Counsel – Privacy & Data Protection

Our Purpose Mastercard powers economies and empowers people in 200+ countries and territories worldwide. Together with our customers, we’re helping build a sustainable economy where everyone can prosper. We support a wide range of digital payments choices, making transactions secure, simple, smart and accessible. Our technology and innovation, partnerships and networks combine to deliver a unique set of products and services that help people, businesses and governments realize their greatest potential.

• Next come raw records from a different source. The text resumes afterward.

Issue #801, opened 2025-01-23
code: Improve mempool of Starknet test app


romac:
Our current mempool for the Starknet mock app is quite barebones and could use a few improvements, namely:

- [ ] Split out tx generation out of the Mempool actor and into its own actor (`MempoolLoad` or something)
- [ ] After a block is decided, only remove txs that were included in that block
- [ ] Allow configuring the `MempoolLoad` actor to generate load on the mempool in various ways
  - No load
  - Uniform load configured in TPS (transactions per second)
  - Non-uniform load to simulate peaks in tx ingestion, the frequency and amplitude of these peaks should be configurable
- [ ] Allow size of generated transactions to be configured (constant, uniformly distributed, other distributions)

cason:
Another way to produce load is to emulate what we call a "closed-loop client".

Namely, we tell the number of clients we want to emulate. A client submits a tx, wait until it is decided, then submits another txs, possibly after a (configurable, random, small?) sleep.

In other words, the number of emulated clients is the maximum number of outstanding requests in the system at any time.

PR #821, opened 2025-01-30
feat(code/starknet): Add mempool load generator to the Starknet test app

oakenknight:
Closes: #801

---

#### For all contributors

- [ ] Reference GitHub issue


code/crates/starknet/host/src/mempool_load.rs
```diff
@@ -0,0 +1,163 @@
...
+            MempoolLoadType::NonUniformLoad => {
+                debug!("entered nonuniform load branch");
+
+                let mut rng = rand::thread_rng();
+                let interval = Duration::from_secs(rng.gen_range(1..10));
+                let count = rng.gen_range(500..=10000) as usize;
+                let size = rng.gen_range(128..=512) as usize;
+                tokio::spawn(ticker(interval, myself.clone(), move || {
+                    Msg::GenerateTransactions { count, size }
+                }))
```
romac, line 120: This is still uniform load but with random parameters. A non-uniform load would have spikes of high load relative to the normal. 

Maybe we could do something like this (in pseudo-Rust):

```rust
MempoolLoadType::NonUniformLoad {
    /// Base transaction count
    base_count: usize,

    /// Base transaction size
    base_size: usize,

    /// How much the transaction count can vary
    count_variation: std::ops::Range<i32>,

    size_variation: std::ops::Range<i32>,

    /// Chance of generating a spike.
    /// e.g. 0.1 = 10% chance of spike
    spike_probability: f64,

    /// Multiplier for spike transactions
    /// e.g. 10 = 10x more transactions during spike
    spike_multiplier: usize,

    /// Range of intervals between generating load, in milliseconds
    sleep_interval: std::ops::Range<u64>,
}
```

```rust
tokio::spawn(move async {
// Determine if this iteration should generate a spike
let is_spike = rng.gen_bool(params.spike_probability);

// Vary transaction count and size
let count_variation = rng.gen_range(params.count_variation);
let size_variation = rng.gen_range(params.size_variation);

let count = if is_spike {
    (params.base_count + count_variation) * params.spike_multiplier
} else {
    params.base_count + count_variation
};

let size = params.base_size + size_variation;

// Create and send the message
let msg = HostMsg::GenerateTransactions {
    count: count.max(1), // Ensure count is at least 1
    size: size.max(1),   // Ensure size is at least 1
};

if myself.send(msg).is_err() {
    println!("Channel closed, stopping load generator");
    break;
}

// Random sleep between 100ms and 1s
let sleep_duration = Duration::from_millis(params.sleep_interval);
sleep(sleep_duration);
```

Note that this does not require `ticker` as the sleep duration is random.

romac (changes requested):

code/crates/config/src/lib.rs
```diff
@@ -339,6 +342,208 @@ mod gossipsub {
...
+impl Default for MempoolLoadType {
+    fn default() -> Self {
+        Self::NonUniformLoad(NonUniformLoadConfig::default())
+    }
+}
+#[derive(Clone, Debug, PartialEq, Serialize, Deserialize)]
+#[serde(from = "nonuniformload::RawConfig", default)]
+pub struct NonUniformLoadConfig {
+    /// Base transaction count
+    base_count: usize,
```
romac, line 362: These fields should probably be public

code/crates/config/src/lib.rs
```diff
@@ -339,6 +342,208 @@ mod gossipsub {
...
+    NonUniformLoad(NonUniformLoadConfig),
+}
+
+impl Default for MempoolLoadType {
+    fn default() -> Self {
+        Self::NonUniformLoad(NonUniformLoadConfig::default())
+    }
+}
+#[derive(Clone, Debug, PartialEq, Serialize, Deserialize)]
+#[serde(from = "nonuniformload::RawConfig", default)]
```
romac, line 359: Why not derive Deserialize directly on this structure instead of passing by a `RawConfig`?

code/crates/config/src/lib.rs
```diff
@@ -339,6 +342,208 @@ mod gossipsub {
...
+                raw.size_variation,
+                raw.spike_probability,
+                raw.spike_multiplier,
+                raw.sleep_interval,
+            )
+        }
+    }
+}
+#[derive(Copy, Clone, Debug, Eq, PartialEq, Serialize, Deserialize)]
+#[serde(from = "uniformload::RawConfig", default)]
```
romac, line 487: Same remark and question as above

code/crates/starknet/host/src/mempool_load.rs
```diff
@@ -0,0 +1,178 @@
...
+                };
+
+                if let Err(er) = myself.cast(msg) {
+                    tracing::error!(?er, ?myself, "Failed to send tick message");
+                    // break;
+                }
+                // Random sleep between 100ms and 1s
+                let sleep_duration =
+                    Duration::from_millis(params.sleep_interval().choose(&mut rng).unwrap());
+                sleep(sleep_duration);
```
romac, line 137:
```suggestion
                tokio::time::sleep(sleep_duration).await;
```

code/crates/config/src/lib.rs
OakenKnight: I saw that it was done like that for `GossipSubConfig` so I thought that was a standard.

code/crates/starknet/host/src/mempool_load.rs
```diff
@@ -0,0 +1,167 @@
...
+            MempoolLoadType::UniformLoad(uniform_load_config) => tokio::spawn(ticker(
+                uniform_load_config.interval,
+                myself.clone(),
+                move || Msg::GenerateTransactions {
+                    count: uniform_load_config.count,
+                    size: uniform_load_config.size,
+                },
+            )),
+            MempoolLoadType::NoLoad => tokio::spawn(async {}),
+            MempoolLoadType::NonUniformLoad(params) => tokio::spawn(async move {
```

Mastercard’s global Commercial and New Payment Flows (CNPF) Privacy team is seeking a Privacy Counsel to support its money transfer solutions. These products enable fast, secure, and seamless domestic and cross border payments, helping individuals and businesses move funds efficiently across a wide range of use cases. The role provides hands on legal support to CNPF products and services, advising on privacy, AI, and data protection across the full product lifecycle. This includes contributing to the design and launch of new payment solutions, analysing data flows, tracking regulatory developments, and negotiating data protection terms in commercial agreements. The Counsel will help ensure that solutions align with global privacy, AI, and data governance requirements. The successful candidate will operate comfortably at both strategic and operational levels, offering clear, practical advice that supports innovation while managing risk. A strong understanding of digital payments, financial services technologies, and data driven systems is essential, along with experience embedding Privacy by Design into products and processes. Working closely with product, engineering, and business teams, the Counsel will play a key role in enabling innovation in domestic and cross border payments while maintaining a robust and scalable privacy framework. This position is based in London and reports to the Senior Managing Counsel, Privacy, AI & Data Responsibility, in Belgium.

Core Responsibilities

• Provide day to day privacy support to business teams, handling product queries and operational issues, and escalating complex matters where needed.
• Support the CNPF privacy team, including Move (Mastercard Send and Cross Border Services), by preparing guidance, assessments, and initial reviews for product initiatives and market expansion.
• Advise across the broader CNPF space (including B2B payments and SME solutions) on data use, AI enabled products, data flows, and controller/processor roles in multi party ecosystems.
• Embed Privacy by Design into the product lifecycle through initial impact assessments, risk screenings, and alignment with Mastercard’s privacy and AI governance frameworks.
• Assist with responses to government data requests, RFIs, and CDD inquiries by gathering inputs, preparing drafts, and ensuring compliance with internal and legal requirements.
• Support contracting by drafting and reviewing standard data protection terms, preparing for negotiations, and escalating higher risk issues.
• Monitor regulatory developments and contribute to legal scans, providing clear, practical summaries of key impacts.
• Help build privacy awareness across the business, including developing training materials and supporting capability building efforts.
• Collaborate across teams to ensure consistent application of privacy requirements and effective follow through on actions.

All About You

• Qualified lawyer with a strong academic foundation and solid legal training. Additional certifications (e.g., IAPP) are a plus.
• Keen interest in global data privacy developments and a working knowledge of privacy and data protection frameworks (e.g., GDPR; familiarity with others like CCPA is helpful but can be learned on the job) with some practical experience applying them, previous inhouse or technology/privacy exposure is beneficial.
• Familiarity with financial services, payments, or digital products is preferred, or a strong willingness to learn about these sectors.
• Experience with privacy platforms such as OneTrust is an advantage.
• Curiosity about digital technologies and an interest in how they intersect privacy and data governance.
• Proactive, practical, and eager to translate legal requirements into clear, usable guidance with support from senior team members.
• Strong verbal and written communication skills, with the ability to simplify complex information for non-legal audiences.
• Highly organized, detail-oriented, and able to manage multiple tasks in a fast-paced environment.
• Collaborative and team-oriented, with the ability to build positive working relationships across functions.
• Motivated to grow, take initiative, and further develop within the team.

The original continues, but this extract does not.